HEEEEERE’S JIMMY! The worst-kept secret on network television in the last month or so was Jimmy Fallon’s reserved seat behind the host’s desk on NBC’s Late Night once Conan O’Brien moves his goods and chattels to Los Angeles to take over Jay Leno’s spot on the Tonight Show in 2009. The rumour was flushed out into the light of day where it turned into a fact last week, when Fox News published a gossip item that the network would be announcing Fallon’s ascension in the second week of May, a story that Variety and the Hollywood Reporter both echoed, forcing NBC to bump up the date of their official announcement to, well, any day now.

It has to be remembered, however, that Fallon’s biggest success since leaving Saturday Night Live was a Pepsi commercial with Parker Posey, though Variety insists that “Fallon has been the only real candidate for the job since February 2007, when Broadcasting & Cable and the New York Times reported that the former Saturday Night Live star had quietly signed a holding deal envisioning just such a gig.”

“I think he'd be terrific,” NBC late night programming head Rick Ludwin told Broadcasting & Cable, “and he is at the top of our short list.”

Not everyone is so enthusiastic about NBC’s choice, however. “Fallon is going to need all of NBC's experience in patience and development,” said Tim Goodman of the San Francisco Chronicle in a column yesterday, having had the weekend to digest the news. “He will stumble. His shows will be awkward and unformed. He doesn't appear to be a very good listener, which is key to being a good interviewer. More important, Fallon will have to temper his manic nature. Nothing will put off an audience more than a fidgety, unsure host.”
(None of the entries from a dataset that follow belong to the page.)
PR #297, opened 2021-12-09
fix: map prop to children prop for variant

yeung-wah:
*Issue #, if available:*

 map prop to children prop for variant

*Description of changes:*
*Revision3*
Moved getComponentTypeFromOverrideKey function to under StudioNode class

*Revision2*
In revision 1, missed to handle a case where the overrideKey in variant can be a nested children component(Flex.Flex[0].Flex[0].Button[0]), added a new function to parse overrideKey and get the corresponding component type

Added complex test using real world payload, the code for the nested children components which have the mapping should flip label prop to children prop, and display different text

Added test to not flip prop to children prop if the component is not defined in the mapping table

*Revision1*
Currently we are not remapping prop to children prop for variant. This change would remap predefined prop to children prop for variant. It is very similar to what we are doing with property binding. It will go through the variants section, and remap all the predefined prop to children for the specific primitive hierarchy based on this mapping https://github.com/aws-amplify/amplify-codegen-ui/blob/868867b0a3301e833849129855911c071caa9ba4/packages/codegen-ui-react/lib/primitive.ts#L66

Example:
```
{
  "id": "1234-5678-9010",
  "componentType": "Button",
  "name": "ComponentWithVariant",
  "properties": {
    "children": {
      "value": "ComponentWithVariant"
    }
  },
  "variants": [
    {
      "variantValues": {
        "variant": "success"
      },
      "overrides": {
        "Button": {
          "label": "ComponentWithVariantWithMappedChildrenProp",
          "fontSize": "15px"
        }
      }
    }
  ]
}
```

In memory it will turn into 
```
{
  "id": "1234-5678-9010",
  "componentType": "Button",
  "name": "ComponentWithVariant",
  "properties": {
    "children": {
      "value": "ComponentWithVariant"
    }
  },
  "variants": [
    {
      "variantValues": {
        "variant": "success"
      },
      "overrides": {
        "Button": {
          "children": "ComponentWithVariantWithMappedChildrenProp",
          "fontSize": "15px"
        }
      }
    }
  ]
}
```

and output
```
/* eslint-disable */
import React from "react";
import {
  EscapeHatchProps,
  Variant,
  getOverrideProps,
  getOverridesFromVariants,
} from "@aws-amplify/ui-react/internal";
import { Button, ButtonProps } from "@aws-amplify/ui-react";

export type ComponentWithVariantProps = React.PropsWithChildren<
  Partial<ButtonProps> & {
    variant?: "success";
  } & {
    overrides?: EscapeHatchProps | undefined | null;
  }
>;
export default function ComponentWithVariant(
  props: ComponentWithVariantProps
): React.ReactElement {
  const { overrides: overridesProp, ...rest } = props;
  const variants: Variant[] = [
    {
      variantValues: { variant: "success" },
      overrides: {
        Button: {
          fontSize: "15px",
          children: "ComponentWithVariantWithMappedChildrenProp",
        },
      },
    },
  ];
  const mergeVariantsAndOverrides = (
    variants: EscapeHatchProps,
    overrides: EscapeHatchProps
  ): EscapeHatchProps => {
    const overrideKeys = new Set(Object.keys(overrides));
    const sharedKeys = Object.keys(variants).filter((variantKey) =>
      overrideKeys.has(variantKey)
    );
    const merged = Object.fromEntries(
      sharedKeys.map((sharedKey) => [
        sharedKey,
        { ...variants[sharedKey], ...overrides[sharedKey] },
      ])
    );
    return {
      ...variants,
      ...overrides,
      ...merged,
    };
  };
  const overrides = mergeVariantsAndOverrides(
    getOverridesFromVariants(variants, props),
    overridesProp || {}
  );
  return (
    /* @ts-ignore: TS2322 */
    <Button
      children="ComponentWithVariant"
      {...rest}
      {...getOverrideProps(overrides, "Button")}
    ></Button>
  );
}

```

Since we are already taking care of children props in variant, it will follow the existing process, and display different text. 


packages/codegen-ui-react/lib/react-studio-template-renderer.ts
```diff
@@ -1296,5 +1302,31 @@ export abstract class ReactStudioTemplateRenderer extends StudioTemplateRenderer
...
+    }
+
+    this.component.variants.forEach((variant) => {
+      // loop through the keys in the dict. Ex. button, button.text
+      Object.keys(variant.overrides).forEach((overridesKey) => {
+        const childrenPropMapping = PrimitiveChildrenPropMapping[Primitive[overridesKey as Primitive]];
+        if (childrenPropMapping !== undefined) {
+          const propsInOverrides = variant.overrides[overridesKey];
+          // only remap if children prop is not defined in this particular overrides section
+          if (propsInOverrides.children === undefined && propsInOverrides[childrenPropMapping] !== undefined) {
```
alharris-at, line 1322: Even if propsInOverrides[childrenPropMapping] === undefined we probably want to map for consistency sake.

packages/codegen-ui-react/lib/react-studio-template-renderer.ts
```diff
@@ -1296,5 +1302,31 @@ export abstract class ReactStudioTemplateRenderer extends StudioTemplateRenderer
...
+   *
+   */
+  private mapSyntheticPropsForVariants() {
+    if (!isStudioComponentWithVariants(this.component)) {
+      return;
+    }
+
+    this.component.variants.forEach((variant) => {
+      // loop through the keys in the dict. Ex. button, button.text
+      Object.keys(variant.overrides).forEach((overridesKey) => {
```
alharris-at, line 1317: Instead of `Object.key` you can use `Object.entries` since you are accessing the values as well as the keys down below.

alharris-at (commented):
A few minor comments, but overall looks good to me. Could you also add a unit test to verify label _doesn't_ get remapped if it's not in your table?

packages/codegen-ui-react/lib/react-studio-template-renderer.ts
dpilch: This would prevent the option of using `children` in overrides on components that have children prop mapping because the `undefined` children prop mapping would overwrite `children`.

```js
"overrides": {
  "Button": {
    "children": "componentWithVariantsWithChildrenProp"
  }
}
```
Converts to:
```js
"overrides": {
  "Button": {
    "children": undefined
  }
}
```

yeung-wah: hmmm, childrenPropMapping here is referring to the predefined prop that we want to map to children prop(Ex label). For example, we need to remap label prop to children prop for button component
```
 "overrides": {
        "Button": {
          "label": "ComponentWithVariantWithMappedChildrenProp",
          "fontSize": "15px"
        }
      }
```
convert to 

```
 "overrides": {
        "Button": {
          "children": "ComponentWithVariantWithMappedChildrenProp",
          "fontSize": "15px"
        }
      }
```

if children prop is not defined(propsInOverrides.children) and label prop is defined(propsInOverrides[childrenPropMapping], then we will remap label prop to children prop. So if propsInOverrides[childrenPropMapping] is undefined, then we don need to do anything as the label prop is not there.

yeung-wah: > Even if propsInOverrides[childrenPropMapping] === undefined we probably want to map for consistency sake.
hmmm, childrenPropMapping here is referring to the predefined prop that we want to map to children prop(Ex label). For example, we need to remap label prop to children prop for button component

 "overrides": {
        "Button": {
          "label": "ComponentWithVariantWithMappedChildrenProp",
          "fontSize": "15px"
        }
      }
convert to

 "overrides": {
        "Button": {
          "children": "ComponentWithVariantWithMappedChildrenProp",
          "fontSize": "15px"
        }
      }
if children prop is not defined(propsInOverrides.children) and label prop is defined(propsInOverrides[childrenPropMapping], then we will remap label prop to children prop. So if propsInOverrides[childrenPropMapping] is undefined, then we don need to do anything as the label prop is not there.

packages/codegen-ui-react/lib/react-studio-template-renderer.ts
```diff
@@ -1296,5 +1302,52 @@ export abstract class ReactStudioTemplateRenderer extends StudioTemplateRenderer
...
+    });
+  }
+
+  /* Parse the override key to get the component type
+   *
+   * Example1: Flex.Flex[0].Flex[0].Button[0]
+   * Example2: Button
+   *
+   */
+  private getComponentTypeFromOverrideKey(overrideKey: string): string {
```
alharris-at, line 1340: Could you move this method to the [StudioNode](https://github.com/aws-amplify/amplify-codegen-ui/blob/main/packages/codegen-ui/lib/studio-node.ts) class as a `static` method, and ensure we've got unit tests covering it?

alharris-at (approved):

“Who's Fallon as a person?” asked Alan Sepinwall of the New Jersey Star-Ledger. “What's he like when he's out of character? And is that guy interesting enough to carry an hour a night, five nights a week, helping actors plug their movies?”

The consensus is that Fallon’s no Johnny Carson – but then again, no one is. Neither Leno nor Conan had a stellar career on either the big or small screen when they took over from Carson and Letterman, respectively. As for Letterman, you have to be of a certain age to even remember a time when he wasn’t being droll on late night TV, or that he was actually a stand-up comic at some distant point in history roughly between Watergate and the Iran hostage crisis.

Both Sepinwall and Goodman seem to suggest that Fallon has not had the time to fail as much as is necessary to have his youthful persona beat out of him while keeping enough his SNL reputation to stay in the running for the job. I say that, much as I love Carson, it’s time to stop cloning him with minor variations, and lunge out in search of a new late night model. Fallon might not be the guy who does it, but I can only hope NBC will let him try something different, agonizing as it might be to watch. Not that I’m ever awake after 11pm anymore.